No one can see the throbbing, stabbing, pounding pain. No one can see how heavy I feel on the inside. The burden I know I am to those I rely on. Invisible hammers smash against the bones of my face and something is stabbing into my neck and shoulders. I wear my sunglasses in the grocery store and you’ll have to speak up, because I probably have ear plugs in.

You know that moment when Spiderman first gets his “spidey senses”? When everything is coming at him with such vivid intensity? That’s migraine for me.

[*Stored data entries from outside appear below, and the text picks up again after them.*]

PR #665, opened 2019-10-04
[OP-85] fix negative frequency in gauss_ramsey fit

mjwoudstra:


mjwoudstra:
The build fails with a seemingly unrelated error.
@CumulonimbusCalvus , @peendebak : any idea what this is and how to fix it?

[NbConvertApp] ERROR | Error while converting 'docs/notebooks/analysis/example_charge_sensor.ipynb'

----> 1 h = 1e9*scipy.constants.h/(1e-6*scipy.constants.elementary_charge)  # Planck's constant in units [ueV/GHz]

      2 kb = scipy.constants.k/(1e-6*scipy.constants.elementary_charge)  # [ueV/K], Boltzmann constant

      3 kT = 10e-3 * kb  # effective electron temperature in ueV

AttributeError: module 'scipy' has no attribute 'constants'

peendebak:
> The build fails with a seemingly unrelated error.
> @CumulonimbusCalvus , @peendebak : any idea what this is and how to fix it?
> 
> [NbConvertApp] ERROR | Error while converting 'docs/notebooks/analysis/example_charge_sensor.ipynb'
> 
> ----> 1 h = 1e9_scipy.constants.h/(1e-6_scipy.constants.elementary_charge) # Planck's constant in units [ueV/GHz]
> 
> ```
>   2 kb = scipy.constants.k/(1e-6*scipy.constants.elementary_charge)  # [ueV/K], Boltzmann constant
> 
>   3 kT = 10e-3 * kb  # effective electron temperature in ueV
> ```
> 
> AttributeError: module 'scipy' has no attribute 'constants'

You removed `import scipy.constants` from one of the files. This triggered an import error in one of the notebooks. I fixed the import in the notebook. @mjwoudstra

src/qtt/algorithms/functions.py
```diff
@@ -340,24 +341,46 @@ def cost_function(params):
...
+    """
+    A sine wave with exponential decay of a power of x.
+    Function:
+    $$ amplitude * exp(-(x_data*decay_rate)**power) * sin(2pi*frequency * x_data + phase) + offset $$
+    Function parameters:
+
+    Args:
+        x_data (np.ndarray): array of independent variable values where the function needs to be evaluated.
+        amplitude: amplitude of the sine at x=0.
+        decay_rate (Hz): value of 1/x where the damping factor is 1/e
```
peendebak: The type of `decay_rate` is not Hz.
```suggestion
        decay_rate (float): value of 1/x where the damping factor is 1/e. Unit is Hz
```

src/qtt/algorithms/functions.py
```diff
@@ -340,24 +341,46 @@ def cost_function(params):
...
+        power (-): power of x_data*decay_rate inside the exponent.
+        frequency (Hz)
```
peendebak:
```suggestion
        frequency (float): Frequency in Hz
```
Similar remarks for the other parameters

src/qtt/algorithms/functions.py
```diff
@@ -340,24 +341,46 @@ def cost_function(params):
...
+        phase (radians): phase of the sine at x=0.
+        offset: constant offset of the function.
+
+    Returns:
+        np.ndarray with values of function for all x_data.
```
peendebak:
```suggestion
        Array with values of function for all x_data.
```

src/qtt/algorithms/functions.py
```diff
@@ -340,24 +341,46 @@ def cost_function(params):
...
     by a sinus.
     Function as used by T.F. Watson et all., example in qtt/docs/notebooks/example_fit_ramsey.ipynb
 
-    $$ gauss_ramsey = A * exp(-(x_data/t2s)**2) * sin(2pi*ramseyfreq * x_data - angle) +B  $$
+    $$ gauss_ramsey = A * exp(-(x_data/t2s)**2) * sin(2pi*ramsey_freq * x_data - angle) +B  $$
 
     Args:
-        x_data (array): the data for the input variable
-        params (array): parameters of the gauss_ramsey function, [A,t2s,ramseyfreq,angle,B]
+        x_data (numpy array): the data for the input variable
```
peendebak: Why write `numpy array` here and `array` in the output? Be consistent if possible.

src/qtt/algorithms/functions.py
```diff
@@ -480,26 +513,60 @@ def func(params): return cost_gauss_ramsey(x_data, y_data, params, weight_power=
...
+        x_data: Input array with time variable (seconds)
         y_data: Input array with signal
         fit_parameters: Result of fit_gauss_ramsey
+        fig: figure number to plot into
+        initial_parameters: if given, also plot function with initial parameters
+        show_parameters: if True, then all parameter values are shown in the plot
     """
-    test_x = np.linspace(0, np.max(x_data), 200)
-    freq_fit = abs(fit_parameters[2] * 1e-6)
+    def get_fit_pars_string(fit_parameters: List[float] = fit_parameters, title: str = "Fit parameters:") -> str:
```
peendebak: We have the convention in qtt to in a single module to either i) annotate all methods and classes with type annotations or ii) don't do any type annotation at all.

We might want to re-evaluate that decision. @QFer @mjwoudstra 
In any case, we need to decide how to annotate things like fit parameters. It would be something like `Union[ List[float], np.ndarray]`, but that is not so pretty.

src/qtt/algorithms/functions.py
```diff
@@ -340,24 +341,46 @@ def cost_function(params):
     return fitted_parameters
 
 
+def damped_sine_wave(x_data, amplitude, decay_rate, power, frequency, phase, offset):
+    """
+    A sine wave with exponential decay of a power of x.
+    Function:
+    $$ amplitude * exp(-(x_data*decay_rate)**power) * sin(2pi*frequency * x_data + phase) + offset $$
+    Function parameters:
```
peendebak:
```suggestion

```

src/qtt/algorithms/functions.py
```diff
@@ -381,33 +404,43 @@ def estimate_dominant_frequency(signal, sample_rate=1, remove_dc=True, fig=None)
...
+            w[0] = 0
 
     ff = freqs[np.argmax(np.abs(w))]
+    ff_pos = freqs_pos[np.argmax(np.abs(w_pos))]
 
     if fig:
         plt.figure(fig)
         plt.clf()
-        plt.plot(freqs, np.abs(w), '.b')
+        plt.plot(freqs, np.abs(w), '.r')
```
peendebak:
```suggestion
        plt.plot(freqs, np.abs(w), '.r', label='FFT')
```

src/qtt/algorithms/functions.py
```diff
@@ -381,33 +404,43 @@ def estimate_dominant_frequency(signal, sample_rate=1, remove_dc=True, fig=None)
...
+        plt.plot(freqs_pos, np.abs(w_pos), '.b')
         plt.xlabel('Frequency')
         plt.ylabel('Abs of fft')
-        plot_vertical_line(ff)
-    return ff
+        plot_vertical_line(ff, color='r')
```
peendebak:
```suggestion

```
Not not plot this value. It is not used.

src/qtt/algorithms/functions.py
```diff
@@ -381,33 +404,43 @@ def estimate_dominant_frequency(signal, sample_rate=1, remove_dc=True, fig=None)
...
+        plot_vertical_line(ff_pos, color='b')
```
peendebak:
```suggestion
        plot_vertical_line(ff_pos, color='b', label='Estimated dominant frequency')
```

src/qtt/algorithms/functions.py
QFer: Typehinting a module as a whole is my preference because it's much more efficient if one person typehints a module instead of more persons doing it bit by bit, especially the more difficult types.
Further, it can then be checked by mypy as a whole.

src/qtt/algorithms/functions.py
mjwoudstra: good catch

src/qtt/algorithms/functions.py
mjwoudstra: for the PyCharm type checker, `array` is different from `numpy array` (or `np.ndarray`), so I tried to put the proper type. We can use `np.ndarray` everywhere instead of `numpy array` (indeed good to be consistent there)

src/qtt/algorithms/functions.py
mjwoudstra: I did not want type type annotate the whole module, so let's just remove them from this one function.

mjwoudstra: I did not want type type annotate the whole module, so let's just remove them from this one function.

src/qtt/algorithms/functions.py
mjwoudstra: Then we do not need to calculate it either (few lines above)

peendebak:
Closed. Functionality has been implemented partly elsewhere.

PR #666, opened 2019-10-14
Restructure fitFermiLinear

peendebak:
* Fix plotting of fitFermiLinear (use lever arm)
* Create plot method for fitFermiLinear
* output lever_arm in results
* Rename argument `l` to `lever_arm` in `fitFermiLinear`

### DIFF
--- a/src/qtt/algorithms/fitting.py
+++ b/src/qtt/algorithms/fitting.py
@@ -154,7 +154,7 @@ def initFermiLinear(x_data, y_data, fig=None):
 
 # %%
 
-def fitFermiLinear(x_data, y_data, verbose=0, fig=None, l=1.16, use_lmfit=False):
+def fitFermiLinear(x_data, y_data, verbose=0, fig=None, lever_arm = 1.16, l=None, use_lmfit=False):
     """ Fit data to a Fermi-Linear function
 
     Args:
@@ -162,7 +162,7 @@ def fitFermiLinear(x_data, y_data, verbose=0, fig=None, l=1.16, use_lmfit=False)
         y_data (array): dependent variable data
         verbose (int) : verbosity (0 == silent). Not used
         fig (int) : figure number
-        l (float): leverarm passed to FermiLinear function
+        lever_arm (float): leverarm passed to FermiLinear function
         use_lmfit (bool): If True use lmfit for optimization, otherwise use scipy
 
     Returns:
@@ -174,6 +174,10 @@ def fitFermiLinear(x_data, y_data, verbose=0, fig=None, l=1.16, use_lmfit=False)
     xdata = np.array(x_data)
     ydata = np.array(y_data)
 
+    if l is not None:
+        warnings.warn('use argument lever_arm instead of l')
+        lever_arm = l
+        
     # initial values
     linear_part, fermi_part = initFermiLinear(xdata, ydata, fig=None)
     initial_parameters = linear_part + fermi_part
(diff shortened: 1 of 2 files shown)


src/qtt/algorithms/fitting.py
```diff
@@ -197,21 +201,38 @@ def fermi_linear_fitting_function(xdata, a, b, cc, A, T):
...
     if fig is not None:
-        y = FermiLinear(xdata, *list(fitted_parameters))
-        plt.figure(fig)
-        plt.clf()
-        plt.plot(xdata, ydata, '.b', label='data')
-        plt.plot(xdata, y, 'm-', label='fitted FermiLinear')
-        plt.legend(numpoints=1)
+        plot_FermiLinear(xdata, ydata, results, fig=fig)
+
+    return fitted_parameters, results
```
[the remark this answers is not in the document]
peendebak: Yes, backwards compatibility. Preferred style for any new methods is to return only a dictionary.

src/qtt/algorithms/fitting.py
```diff
@@ -154,15 +154,15 @@ def initFermiLinear(x_data, y_data, fig=None):
...
-def fitFermiLinear(x_data, y_data, verbose=0, fig=None, l=1.16, use_lmfit=False):
+def fitFermiLinear(x_data, y_data, verbose=0, fig=None, lever_arm=1.16, l=None, use_lmfit=False):
     """ Fit data to a Fermi-Linear function
 
     Args:
         x_data (array): independent variable data
         y_data (array): dependent variable data
         verbose (int) : verbosity (0 == silent). Not used
         fig (int) : figure number
-        l (float): leverarm passed to FermiLinear function
```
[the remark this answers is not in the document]
peendebak: I documented it as a deprecated parameter. It is not clear when this will be deleted. For entire functions we have the `rdeprecated` decorator, which can be used to give a message untill when the function is supported. For single arguments we do not have such a thing.

src/qtt/algorithms/fitting.py
```diff
@@ -171,20 +172,20 @@ def fitFermiLinear(x_data, y_data, verbose=0, fig=None, lever_arm=1.16, l=None,
...
 
     # initial values
-    linear_part, fermi_part = initFermiLinear(xdata, ydata, fig=None)
+    linear_part, fermi_part = initFermiLinear(x_data, y_data, fig=None)
     initial_parameters = linear_part + fermi_part
 
     # fit
-    def fermi_linear_fitting_function(xdata, a, b, cc, A, T):
-        return FermiLinear(xdata, a, b, cc, A, T, l=lever_arm)
+    def fermi_linear_fitting_function(x_data, a, b, cc, A, T):
```
QFer: The same comment is still valid. You are shadowing a variable in outer scope. x_data is already used in the outer method. You have to look twice to know to which x_data in line 188 refers to.
Because the only thing is that FermiLinear is called with an extra argument. Maybe you could use partial instead  partial(FermiLinear, l=lever_arm) instead of fermi_linear_fitting_function?

peendebak: Ah I see the point now. I will use `partial`

peendebak: The `partial` does not work, because `partial(FermiLinear, l=lever_arm)` does not have `__name__` which is required by lmfit.

I am therefore still using the old imlementation, which seems the cleanest solution.

PR #673, opened 2019-10-23
[OP-56 prepare] update polyintersect 

peendebak:
* Update docstring
* Add tests for polyintersect


src/tests/unittests/test_pgeometry.py
```diff
@@ -62,12 +62,33 @@ def test_directionMean(self):
...
+        self.assertEmptyPolygon(intersection_polygon)
+
+    def test_polyintersect_identical_polygons(self):
+        x1 = np.array([(0, 0), (1, 1), (1, 0)])
+        intersection_polygon = pgeometry.polyintersect(x1, x1)
+        for pt in x1:
+            self.assertIn(pt, intersection_polygon)
+
+    def test_polyintersect_degenerate_polygons(self):
+        x1 = np.array([(0, 0)])
```
QFer: Raises an exception in Polygon3: cPolygon.Error: Invalid polygon or contour for operation
Should be catched, now the unit test fails.

peendebak:
> I thought you were busy with a replacement for Polygon3. It's not in this PR?

The replacement is not fast enough, we'll have to look at other options.

src/tests/unittests/test_pgeometry.py
peendebak: @QFer Test is fixed. It was a little bit tricky because the exception raises was not a standard exception.

src/tests/unittests/test_pgeometry.py
```diff
@@ -62,12 +63,36 @@ def test_directionMean(self):
...
+        for pt in x1:
+            self.assertIn(pt, intersection_polygon)
+
+    @staticmethod
+    def test_polyintersect_degenerate_polygons():
+        x1 = np.array([(0, 0)])
+        x2 = np.array([(1, 0), (1.5, 1.5)])
+        try:
+            pgeometry.polyintersect(x1, x2)
+        except PolygonError: # the assertRaises does not work due to the ctypes error message
```
QFer: Nothing is tested in this test. It never fails it never succeeds. What is the goal of this test?

peendebak: I improved the test. A degenerate polygon should either lead to an empty intersection or raise an error. @QFer

PR #678, opened 2019-10-31
[OP-102] Angle estimation

peendebak:
* Fix angle estimation in `estimate_parameters_damped_sine_wave`
* Fix bug in `sample_rate estimation` of `estimate_parameters_damped_sine_wave`
* Use subpixel estimation in dominant frequency estimate


src/qtt/algorithms/functions.py
```diff
@@ -473,14 +480,17 @@ def estimate_parameters_damped_sine_wave(x_data, y_data, exponent=2):
...
     if A == 0:
         angle = 0
     else:
         n_start = max(min((y_data[0] - B) / A, 1), -1)
-        angle = -np.arcsin(n_start)
-    t2s = 2 * duration / decay_factor
+        angle_first_datapoint = -np.arcsin(n_start)
+        angle = angle_first_datapoint + 2 * np.pi * ramseyfreq * x_data[0]
+        angle = np.mod(np.pi + angle, 2 * np.pi) - np.pi
+    t2s = 2 * duration / (decay_factor)
```
QFer: the braces around decay factor are not needed

src/qtt/algorithms/functions.py
```diff
@@ -473,14 +480,17 @@ def estimate_parameters_damped_sine_wave(x_data, y_data, exponent=2):
     decay_factor = (mean_left + laplace_factor) / (mean_right + laplace_factor)
 
     duration = x_data[-1] - x_data[0]
-    sample_rate = x_data.size / duration
+    sample_rate = (x_data.size - 1) / duration
     ramseyfreq = estimate_dominant_frequency(y_data, sample_rate=sample_rate)
```
QFer: maybe rename to ramsey_freq

src/qtt/algorithms/functions.py
QFer: I would like to review the math in your pull request if you want but the reference in the function heading doesn't give me enough information to do that. Maybe describing in docstring more what happens may make this easier (I like the extensive descriptions in numpy that really help deciding if the function is accurate to use for the job or not)

src/qtt/algorithms/generic.py
```diff
@@ -92,8 +95,13 @@ def subpixelmax(A, mpos, verbose=0):
 
     cy = val
     ay = (valm + valp) / 2 - cy
-    by = ay + cy - valm
-    shift = -by / (2 * ay)  # Maxima of quadradic
+
```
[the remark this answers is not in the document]
peendebak: Yes, it is ok. We have to make a choice on how to treat these corner cases. Other options would be to raise an error, or just select 0 (or `dsize-1`). That last option might even be better, but is out of scope of this PR.

src/qtt/algorithms/functions.py
```diff
@@ -435,17 +436,23 @@ def estimate_dominant_frequency(signal, sample_rate=1, remove_dc=True, fig=None)
 
     if remove_dc:
         w[0] = 0
+    w[freqs < 0] = 0
 
-    ff = freqs[np.argmax(np.abs(w))]
+    dominant_idx = np.argmax(np.abs(w))
+    dominant_frequency = freqs[dominant_idx]
+
+    if dominant_idx > 0 and dominant_idx < freqs.size / 2 - 1:
```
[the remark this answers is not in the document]
peendebak: Yes, and that is a bit more elegant so I will use it. Btw: you can use github suggestions for these changes, I can accept those right away.

src/qtt/algorithms/generic.py
```diff
@@ -92,8 +95,13 @@ def subpixelmax(A, mpos, verbose=0):
...
+    if np.any(ay==0):
+        # degenerate case
+        raise Exception('position specified by mpos is not a maximum')
```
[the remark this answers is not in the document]
peendebak: In case of 3 equal values we have a maximum, but not a strict maximum. The calculation would fail (division by `ay`), so that is why I added the exception. With a little more thought I think that is more elegant so solve this by then just leaving the maximum as is, instead of raising the error.

src/qtt/algorithms/functions.py
```diff
@@ -435,17 +436,23 @@ def estimate_dominant_frequency(signal, sample_rate=1, remove_dc=True, fig=None)
 
     if remove_dc:
         w[0] = 0
+    w[freqs < 0] = 0
```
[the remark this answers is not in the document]
peendebak: `w` is the fft of the input signal. I don't want to use `fft` (since that is already the method performing the transform). Would `signal_fft` be better?

src/qtt/algorithms/generic.py
```diff
@@ -93,13 +97,16 @@ def subpixelmax(A, mpos, verbose=0):
...
     by = ay + cy - valm
-    shift = -by / (2 * ay)  # Maxima of quadradic
+
+    if np.any(ay == 0):
+        shift = 0 * ay
+    else:
+        shift = -by / (2 * ay)  # Maxima of quadradic
 
     if verbose:
         print('subpixelmax: mp %d, pp %d\n', mp, pp)
```
QFer: The print statement is not correct:
```suggestion
        print('subpixelmax: mp %d, pp %d\n' % (mp, pp))
```

src/qtt/algorithms/generic.py
```diff
@@ -93,13 +97,16 @@ def subpixelmax(A, mpos, verbose=0):
...
         print('subpixelmax: ap %.3f, by %.3f , cy %.3f\n', ay, by, cy)
```
QFer:
```suggestion
        print('subpixelmax: ap %.3f, by %.3f , cy %.3f\n' % (ay, by, cy))
```

QFer: There is another print. I cannot make a suggestion for it but it should be: 

print('subpixelmax1d: shift %.3f\n' % shift)

src/qtt/algorithms/functions.py
```diff
@@ -473,16 +490,19 @@ def estimate_parameters_damped_sine_wave(x_data, y_data, exponent=2):
     decay_factor = (mean_left + laplace_factor) / (mean_right + laplace_factor)
 
     duration = x_data[-1] - x_data[0]
-    sample_rate = x_data.size / duration
-    ramseyfreq = estimate_dominant_frequency(y_data, sample_rate=sample_rate)
+    sample_rate = (x_data.size - 1) / duration
+    frequency = estimate_dominant_frequency(y_data, sample_rate=sample_rate)
+
     if A == 0:
```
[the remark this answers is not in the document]
peendebak: In this case it doesn't really matter. If A is close to zero than the other branch is just as good (or better) as the A==0 branch (we just cannot divide by zero as that raises an error)

PR #679, opened 2019-11-09
add example notebook for mongodb

peendebak:
* Add example notebook for StorageInterface functionality


QFer:
Pieter, when do you think this notebook is done and can be reviewed? Currently there is some parameter mismatch with qilib.

peendebak:
> Pieter, when do you think this notebook is done and can be reviewed? Currently there is some parameter mismatch with qilib.

@QFer When there has been a new release of qilib on pypi.

PR #680, opened 2019-11-11
[OP-96] add option to refit double gaussian

peendebak:
* Improve fitting a double gaussian by initialisation of a previous fit


src/qtt/algorithms/functions.py
```diff
@@ -215,13 +215,49 @@ def _double_gaussian(x, A_dn, A_up, sigma_dn, sigma_up, mean_dn, mean_up):
...
+
+    Args:
+        result_dict(dict): Result dictionary from fit_double_gaussian
+        x_data (array): Independent data
+        y_data (array): Signal data
+        gaussian_amplitude_ratio_threshold (float): If ratio between amplitudes of Gaussian peaks is larger than this fit, re-estimate
+    Returns:
+        Dictionary with improved fitting results
+    """
+    if result_dict['left'][2] > result_dict['right'][2]:
```
QFer: Instead of all the indexes [0], [1], [2] which actually stands for mean, std and amplitude you can do something like:
```
mean = operator.itemgetter(0)
std = operator.itemgetter(1)
amplitude = operator.itemgetter(2)
```
and then you may do:
```
if amplitude(result_dict['left']) > amplitude(result_dict['right']):
..
gaussian_ratio = amplitude(large_gaussian_parameters) / amplitude(small_gaussian_parameters)
..
        idx = np.logical_and(x_data > mean(large_gaussian_parameters) - 1.5 * std(large_gaussian_parameters),
                             x_data < mean(large_gaussian_parameters) + 1.5 * std(large_gaussian_parameters))
```
which to me is more clear than the hard indexing.

src/qtt/algorithms/functions.py
```diff
@@ -215,13 +215,49 @@ def _double_gaussian(x, A_dn, A_up, sigma_dn, sigma_up, mean_dn, mean_up):
...
+
     result_dict['left'] = np.take(par_fit, [4, 2, 0])
     result_dict['right'] = np.take(par_fit, [5, 3, 1])
     result_dict['type'] = 'fitted double gaussian'
 
     return par_fit, result_dict
 
 
+def refit_double_gaussian(result_dict, x_data, y_data, gaussian_amplitude_ratio_threshold=8):
+    """ Improve fit of double Gaussian by estimating the initial parameters based on an existing fit
```
QFer: I know broadly what is happening in this method but I find it hard to conclude that all the mathematics is correct.

src/qtt/algorithms/functions.py
```diff
@@ -215,13 +215,49 @@ def _double_gaussian(x, A_dn, A_up, sigma_dn, sigma_up, mean_dn, mean_up):
...
+
+    Args:
+        result_dict(dict): Result dictionary from fit_double_gaussian
```
QFer: strange name for an input parameter, the _dict part is superfluous I guess.

src/qtt/algorithms/functions.py
```diff
@@ -215,13 +215,49 @@ def _double_gaussian(x, A_dn, A_up, sigma_dn, sigma_up, mean_dn, mean_up):
...
+    result_dict['reduced_chi_squared'] = result.redchi
+
     result_dict['left'] = np.take(par_fit, [4, 2, 0])
     result_dict['right'] = np.take(par_fit, [5, 3, 1])
     result_dict['type'] = 'fitted double gaussian'
 
     return par_fit, result_dict
 
 
+def refit_double_gaussian(result_dict, x_data, y_data, gaussian_amplitude_ratio_threshold=8):
```
QFer: Can this method be called without first calling fit_double_gaussian? If not, why not call fit_double_gaussian from within this method (the refit... part of the name is not accurate then of course).

src/qtt/algorithms/functions.py
peendebak: That is really cool!

src/qtt/algorithms/functions.py
peendebak: I agree. Changing it is (a little bit) backwards incompatible

src/qtt/algorithms/functions.py
peendebak: I cannot be called without first calling `fit_double_gaussian` (unless someone prepares data similar to the output of that method). However, if build this into the method, then a user has less freedom in calling the method. The current approach seems the most modular to me

src/qtt/algorithms/functions.py
peendebak: Any suggestions on how to improve? I split part of the function and the other suggestions also helped to clear up the code.

PR #684, opened 2019-11-19
add metadata if no station present

peendebak:
When adding notes to a PPT slide one can pass a `DataSet`. Fields such as `station`, `scanjob` and others are then converted to notes. This PR makes sure notes are created, even when the `station` field is not present.


peendebak:
@QFer Addresssed the comments by extending the tests a bit.

PR #687, opened 2019-11-21
remove code that points to spin-qubits repo

peendebak:
The code is not public, and has not updated for quite some time.


peendebak:
> I don't have comments on the change itself, I think its oke but now in the block preceding the deleted block (# %% Make a 2D scan) we prepare a scanjob and are doing a 2Dscan for nothing. The resulting data isn't used. I think we can also delete that portion of the code when there are no (unwanted) side effects calling this 2Dscan.

@QFer The data is indeed not used, but the code should be there as it is an example of how to perform a 2D scan.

But there’s another side of this story…

Migraines have shown me just how strong I can be. They have gifted me increased empathy for others. I have learned that health is a top priority and that we can control more factors than we think. Migraines have taught me about honesty and moderation, about forgiveness and acceptance. But most important of all, migraines have taught me to never give up hope.

I am a migraine warrior.

I now know more than I have ever known about migraine and I’ve begun helping others in their migraine journeys. I am opening up about my illness to increase awareness and decrease stigma. Migraines are a seriously debilitating neurological condition that I wouldn’t wish on anyone, and they are made worse when you suffer alone.

If you struggle with migraine, please reach out. Support, questions, ideas – I welcome it all and will help in any way I can.

If you know someone who is suffering with migraine, please consider sharing this blog with them so they know they are not alone.

And maybe one day, we will find a cure for migraine.